Шадькович в ответ на его вопрос только плечами пожал:
– У меня никого нет, говорить некому. Правда, я Дмитрию
Дмитриевичу сказал, но он – особая статья.
Сергей кивнул:
– Ну да, вы единомышленники. А больше, значит, никому, а,
Кирилл Андреевич?
– Клянусь.
– Хорошо. А вы, Дмитрий Дмитриевич?
– О заявлении – ни словом никому не упомянул, нет. Однако я
сто раз говорил и жене, и друзьям в Войсковом союзе, что страшно тоскую по
России. Не далее как вчера спорили среди господ офицеров, что каждому из нас
дороже: свобода или Россия. Вышло, что всем дороже свобода, потому-то мы здесь,
а Россия – там. Но потом воленс-ноленс стал вопрос: а нужна ли нам свобода без
России? На самом деле таких, как я, больных тоской по родине, очень много, и я
как раз не согласен, что мы с Кириллом Андреевичем должны молчать. Напротив,
надо рассказывать! Не всем, конечно, а людям, которым мы доверяем. Вы и ваша
деятельность должны быть ближе, понятней возможным возвращенцам. Ведь вас
многие просто-напросто боятся: стоит, мол, к вам на порог, как человек будет
схвачен и тайно вывезен в большевистские застенки.
Тут он невольно запнулся.
Сергей взглянул понимающе:
– Что, по-прежнему говорят, будто похищение Кутепова и
Миллера – рука Москвы?
– А разве нет? – открыто взглянул Дмитрий.
Сергей укоризненно качнул головой:
– Я бы знал.
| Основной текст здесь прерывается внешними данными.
PR #82, opened 2018-12-04
Enable triggering Keyguard migration

sisou:
For simplicity and reduction of potential errors, I decided to make the migration a dedicated step. So the AccountsClient will return a `MIGRATION_REQUIRED` error when detecting that no wallets exist, only legacy accounts.

The app (Safe) then has to trigger the `migrate` request, which opens an Accounts Manager window which does the migration. It does the Keyguard migration in an iframe and then closes automatically.

In the future, the `migrate` request can also be triggered internally in the AccountManager from any other request.

It will use the new Loader component that is being prepared in another branch.

For testing, https://github.com/nimiq/keyguard-next/pull/129 is required.


package.json
```diff
@@ -7,10 +7,11 @@
         "build": "vue-cli-service build --modern App",
         "lint": "vue-cli-service lint",
         "test:unit": "vue-cli-service test:unit",
-        "test": "yarn test:unit"
+        "test": "yarn test:unit",
+        "pr": "yarn lint && yarn build && yarn test && cd client && yarn lint && yarn build"
```
danimoh: built accounts client should be added to gitignore

src/views/Migrate.vue
```diff
@@ -0,0 +1,65 @@
...
+<script lang="ts">
+import { Component, Vue } from 'vue-property-decorator';
+import { AccountInfo } from '@/lib/AccountInfo';
+import { WalletStore } from '@/lib/WalletStore';
+import { WalletInfo, WalletType } from '@/lib/WalletInfo';
+
+@Component
+export default class Migrate extends Vue {
+    private status: string = 'Connecting to Keyguard...';
+    private waitUntilReturn: number = 1000;
```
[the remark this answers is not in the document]
nibhar: we probably will need this very constant in some other places too. A couple of Success screens come to mind. So maybe we can think about a place where it makes sense for all of them to get it.

package.json
sisou: Depends. If we want to link to the build files for users to download the client, then it must be included. Otherwise the download has to be from somewhere else.

sisou: Tracked here: https://github.com/nimiq/accounts/pull/90.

Нет, мы не причастны.
– А между тем генерал Скоблин исчез, его жена певица
Плевицкая арестована как соучастница похищения Миллера. Якобы имеются
неопровержимые доказательства, однако их никто никому не предъявляет, берегут
до суда. В РОВСе сейчас разброд и шатания, за каких-то несколько месяцев все
разительно переменились. Скажите, а правда, что Скоблин и Надежда Васильевна
были вашими агентами?
– Совершенно не понимаю, о чем вы говорите, – пожал плечами
Сергей. Он был так худ, что костюм при всяком движении привольно болтался на
нем, словно не человеческое тело облегал, а покрывал некое бесплотное существо.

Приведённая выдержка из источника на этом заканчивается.